I've only just woken up and it might be too early in the conversation to answer AC's question but she's asked it twice so I will explain.

#1 Manatee made a claim in another thread (which I wrongly thought was a signature) that Chicago has the crime and Arizona has the guns. As someone with a mathematical education I couldn't let that pass because to compare a rural state to a major city doesn't make a lot of sense. So I googled "US crime rates state by state" and looked for comparisons between Illinois and Arizona. The site I found had nothing to do with guns. It was comparing murder rates state by state and highlighting states with and without the death penalty, which is another analysis entirely. Still, the stats showed little difference between Arizona and Illinois on murder rates over quite a long period, which was a surprise to me. I did expect Illinois to be worse, but it really isn't.

So, as a fact checker, I came to the conclusion that Manatees claim was misleading at best. I'd go as far as to say it was wrong. 

Is truth searching only relevant if one is a native born American.

Anyone looking for dirt on Australia should start some threads on ill treatment of asylum seekers, or domestic violence against women and you will find rich pickings. I will join in of course. I can only talk about sharks and spiders for so long before everything has been said.


----------



## Shalimar (Oct 22, 2015)

Ouch! Well said Warri.


----------



## applecruncher (Oct 22, 2015)

Warrigal, thanks for answering.  I have no negative feelings about Australia.  In fact, in a different thread I posted about my best friend joining her husband who was in Australia on business and she was enchanted.  I saw their beautiful pictires and video......loved the kangaroos, of course.  The pouches are very different from what we see on cartoons.  And boxing kangaroos always crack...me...up!!

Anyway, thanks again.


----------



## Shirley (Oct 22, 2015)

But why did you feel the need to prove Manatee wrong?


----------



## QuickSilver (Oct 22, 2015)

Because that's what people do on a debate section???


----------



## Warrigal (Oct 22, 2015)

Shirley said:


> But why did you feel the need to prove Manatee wrong?

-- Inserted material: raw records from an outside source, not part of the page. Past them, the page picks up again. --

PR #6976, opened 2024-12-04
Fix Static Physics Group refresh

samme:
This PR

* Fixes a bug (v4.0.0)

`refresh()` was not affecting any bodies.


photonstorm:
👍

Because the statement had a sniff of propaganda about it. Mantras like that one are easy to remember and easy to repeat. If true, that is not a bad thing but if false it can become fixed truth in people's minds. To me a false statement is a challenge. I have to check it out and sometimes I do find that it contains at least some truth.

George Orwell (Animal Farm; 1984)  wrote about this. A simple slogan or sentence can have a very powerful role in manipulating people.


----------



## Warrigal (Oct 22, 2015)

By the way, I'm now off to visit my husband in hospital. I'll be gone for about 4 hours.

May I suggest everyone settle down. 

If anyone has the energy, please try to find comparative crime stats for Chicago and Phoenix.
Does Chicago have the worse stats or are they in the same ball park?
That would conclude the analysis.


----------



## AZ Jim (Oct 22, 2015)

Warrigal said:


> By the way, I'm now off to visit my husband in hospital. I'll be gone for about 4 hours.
> 
> May I suggest everyone settle down.
> 
> ...


I posted that above Warri.  Check it out when you can.  BTW I wish you well on your hospital visit.


----------



## Shalimar (Oct 22, 2015)

Warri, I did not know your husband was in hospital. My best wishes for a speedy recovery.


----------



## ~Lenore (Oct 22, 2015)

*Jim, I looked and looked but I could not find it if you posted statistics comparing Chicago & Phoenix gun death statistics.  I may have misunderstood what you meant.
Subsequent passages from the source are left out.